ROMA — Mario Monicelli, senta: lei, straordinario maestro del cinema italiano, insieme ad altri intellettuali firma un appello di sostegno alla Sinistra Arcobaleno e allora…
«Si fermi. Lei mi disturba per questo?».
Maestro…
«Mi dica: lei è rimasto sorpreso? Non abbia timore… coraggio, mi risponda: è rimasto sorpreso?».
Sorpreso, no. Ma certo questo suo schierarsi così netto…
«Netto? No, guardi: io fatico non poco a schierarmi con la Sinistra Arcobaleno».
Vuol dire che, istintivamente, sarebbe forse più propenso al Partito democratico di Walter Veltroni?
«Cosa? No no… quello lì, Veltroni intendo, ha come modello di riferimento gli Stati Uniti, e lei, beh, capirà…».
I fratelli Kennedy, e forse più Bob di John, e poi…
«E poi cosa? Lasci stare la dinastia Kennedy. Walter, purtroppo, ha come modello uno stato imperialista, spietato socialmente, dove chi è povero è molto povero e chi è ricco è molto ricco».
Sono discorsi da sinistra estrema.
«Infatti. I miei pensieri sono più a sinistra, e finalmente ci siamo, di quelli proposti dalla Sinistra Arcobaleno. Era ciò che cercavo di spiegarle: fatico a votare persino per loro. Per quelli che fanno promesse, proclami e che poi…».
E che poi?
«Beh, poi vanno al governo, ci stanno due anni, e invece di mettere mano al conflitto di interessi di Berlusconi, preferiscono diventare presidente della Camera e realizzare, quindi, un quinto delle promesse fatte in campagna elettorale».
Lei si riferisce a Fausto Bertinotti.
«Guardi, io di Bertinotti sono amico, lo stimo e lo frequento con piacere, e lo incontro, spesso, a cena, con sua moglie Lella… solo che, davvero, io sarei un bel po’ più a sinistra di lui e della Sinistra Arcobaleno. Ma cosa c’è in Italia più a sinistra di loro? Così mi tocca accontentarmi».
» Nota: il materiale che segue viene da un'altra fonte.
PR #43928, opened 2026-02-11
fix(models): Preserve custom token IDs through DiaConfig save and load

harshaljanjani:
### What does this PR do?

The following failing Dia use case was identified and fixed in this PR:

→ Tests that created `DiaConfig` with custom token IDs (`eos_token_id=97` for a `vocab_size=100`) failed because saving then reloading the config would reset these values to defaults (`eos_token_id=1024`). The reason being that [DiaConfig](https://github.com/huggingface/transformers/blob/main/src/transformers/models/dia/configuration_dia.py#L249-L281) only set the attrs on the sub `decoder_config`, not on the main parent config, also leading to an IndexError during generation.
→ For more details on reproducing the bug and the output screenshots, please visit the linked issue!

Fixes #43927.

### Before submitting
      Pull Request section?
      to it if that's the case.

### DIFF
--- a/src/transformers/models/dia/configuration_dia.py
+++ b/src/transformers/models/dia/configuration_dia.py
@@ -145,6 +145,12 @@ class DiaDecoderConfig(PreTrainedConfig):
             Whether or not the model should return the last key/values attentions (not used by all models).
         is_encoder_decoder (`bool`, *optional*, defaults to `True`):
             Indicating that this model is part of an encoder-decoder architecture.
+        pad_token_id (`int`, *optional*, defaults to 1025):
+            The token id used for padding sequences to the same length within a batch.
+        eos_token_id (`int`, *optional*, defaults to 1024):
+            The token id representing the end-of-sequence token, indicating that generation should stop.
+        bos_token_id (`int`, *optional*, defaults to 1026):
+            The token id representing the beginning-of-sequence token, used to initialize decoding.
     """
 
     model_type = "dia_decoder"
@@ -170,6 +176,9 @@ class DiaDecoderConfig(PreTrainedConfig):
         initializer_range: float = 0.02,
         use_cache: bool = True,
         is_encoder_decoder: bool = True,
+        pad_token_id: int = 1025,
+        eos_token_id: int = 1024,
+        bos_token_id: int = 1026,
         **kwargs,
     ):
         self.max_position_embeddings = max_position_embeddings
@@ -190,6 +199,9 @@ class DiaDecoderConfig(PreTrainedConfig):
         self.initializer_range = initializer_range
         self.use_cache = use_cache
         self.rope_parameters = rope_parameters
+        self.pad_token_id = pad_token_id
+        self.eos_token_id = eos_token_id
+        self.bos_token_id = bos_token_id
 
         super().__init__(is_encoder_decoder=is_encoder_decoder, **kwargs)
 
@@ -213,12 +225,15 @@ class DiaConfig(PreTrainedConfig):
             The epsilon used by the normalization layers.
         is_encoder_decoder (`bool`, *optional*, defaults to `True`):
             Indicating that this model uses an encoder-decoder architecture.
-        pad_token_id (`int`, *optional*, defaults to 1025):
-            Padding token id.
-        eos_token_id (`int`, *optional*, defaults to 1024):
-            End of stream token id.
-        bos_token_id (`int`, *optional*, defaults to 1026):
-            Beginning of stream token id.
+        pad_token_id (`int`, *optional*):
+            Deprecated. Please set this on `DiaDecoderConfig` directly. If provided, it will be forwarded
+            to `decoder_config`.
+        eos_token_id (`int`, *optional*):
+            Deprecated. Please set this on `DiaDecoderConfig` directly. If provided, it will be forwarded
+            to `decoder_config`.
+        bos_token_id (`int`, *optional*):
+            Deprecated. Please set this on `DiaDecoderConfig` directly. If provided, it will be forwarded
+            to `decoder_config`.
         delay_pattern (`list[int]`, *optional*, defaults to `[0, 8, 9, 10, 11, 12, 13, 14, 15]`):
             The delay pattern for the decoder. The length of this list must match `decoder_config.num_channels`.
         initializer_range (`float`, *optional*, defaults to 0.02):
@@ -252,9 +267,9 @@ class DiaConfig(PreTrainedConfig):
         decoder_config: DiaDecoderConfig | None = None,
         norm_eps: float = 1e-5,
         is_encoder_decoder: bool = True,
-        pad_token_id: int = 1025,
-        eos_token_id: int = 1024,
-        bos_token_id: int = 1026,
+        pad_token_id: int | None = None,
+        eos_token_id: int | None = None,
+        bos_token_id: int | None = None,
         delay_pattern: list[int] | None = None,
         initializer_range: float = 0.02,
         use_cache: bool = True,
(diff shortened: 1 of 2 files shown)


src/transformers/models/dia/configuration_dia.py
```diff
@@ -270,6 +270,9 @@ def __init__(
         self.delay_pattern = delay_pattern if delay_pattern is not None else [0, 8, 9, 10, 11, 12, 13, 14, 15]
         self.initializer_range = initializer_range
         self.use_cache = use_cache
+        self.pad_token_id = pad_token_id
+        self.eos_token_id = eos_token_id
+        self.bos_token_id = bos_token_id
```
zucchini-nlp: imo we need to remote `pad_token_id: int = 1025, eos_token_id: int = 1024, bos_token_id: int = 1026` in longer term. They have to be in the config where it's actually set as attr

For BC we can keep it and set default to `None`, that should work since `save_pretrained` wasn't saving it anyway in the main config. So smth like

python
```
def __init__(self,
pad_token_id: int = None,
        eos_token_id: int = None,
        bos_token_id: int = None,

# We could raise a deprecation warning here, but first we need to update the official ckpt in `nari-labs` org
if pad_token_id is not None:
    logger.maybe_warn("Please pass you pad token to the config where it belongs!")
    self.decoder_config.pad_token_id = pad_token_id

```

zucchini-nlp (commented):
Thanks for catching this, I've also been thinking to get rid of this pattern across the repo haha. I'm not 100% sure but there were a few more similar models, t5gemma and maybe some more. Would be great to check if you have bandwidth. or I'll just let you know later in the comments :)

harshaljanjani:
@zucchini-nlp That makes sense! I've left a comment here with the findings within the time I had for your perusal.
For now, I'll resolve this according to your review and ensured it’s BC, maybe on an as-needed basis, I could open a separate issue to address the points below if they are indeed unwanted anti-patterns, lmk. Happy to help fix them down the line as well.
Just a nit: Dia is the only one that "broke" because of the anti-pattern. I've listed what I found in T5Gemma and others as well, but the others seem to be working just fine in terms of token ID preservation, again repro-ed this for the listed models as well :)

→ I've listed the hyperlinks with the correct line numbers for each reference; feel free to cross-check my findings :)

**What was I searching for** → Accept pad_token_id/eos_token_id/bos_token_id in `__init__`
→ Forward them to a sub-config (`self.decoder_config.eos_token_id = ..`)
→ Fail to persist them on the main config obj or pass them to `super().__init__()`

**What I found** → Wasn't able to find other models other than Dia with the actual save/load bug; other composite configs set token IDs on a sub-config, but make sure it persists in the main config, speaking of which, the patterns are:

| Pattern | Models | Buggy?? |
|----------|--------|--------|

Lei è sempre stato così radicale?
«Mio padre Tomaso, giornalista celebre e critico teatrale, fu perseguitato dal fascismo e, per questo, nel 1945 si suicidò. La prima cosa che perciò si può dire è che io sono antifascista dentro, nell’animo».
Poi?
«Poi, nell’immediato dopoguerra, divenni socialista. Con il mio amico regista Mario Camerini facemmo pure un po’ di propaganda: all’epoca, a Roma, si tenevano discorsi in piazza Montecitorio, o nella Galleria Colonna».
Quindi lei nasce socialista.
«E sa quando smetto? Quando compare il faccione autoritario, dispotico di Bettino Craxi. Un esponente politico borghese, gran corruttore».
Eppure la figura di Craxi è stata assai rivalutata, maestro.
«E chi se ne frega… Io non lo sopportavo, e così, politicamente, vagai qualche mese, finché non finii dentro il Pci».
Molti registi italiani finivano in quei ranghi.
«Il cinema italiano era rosso. Penso a Scola, a Scarpelli, a Benvenuti, a Gigi Magni…».
Comencini?
«Gran socialista».
E gli attori? Sordi, Mastroianni, Gassman, Tognazzi, Manfredi…
«Mah, vede, gli attori, in genere, sono dei malati di mente che hanno una sola ambizione: quella di piacere a tutti. Si figuri se qualche grande avesse voglia di schierarsi politicamente».
Gian Maria Volonté si schierò.
«E infatti era considerato un antipatico di prim’ordine».
A lei starà molto antipatico Silvio Berlusconi.
«Dovrebbe essere il nemico numero uno di milioni di italiani. Ma siccome gli italiani sono stupidi, lo adorano. Chiunque prometta agli italiani benessere, riceve il loro voto».
Lei è pessimista.
«Mi sfogo. Quando posso. E poi, le dico: sa perché sono riuscito ad arrivare a 93 anni così lucido da star qui a discutere di politica?».
No. Perché?
«Perché non sono pessimista. Ma superficiale e comunista».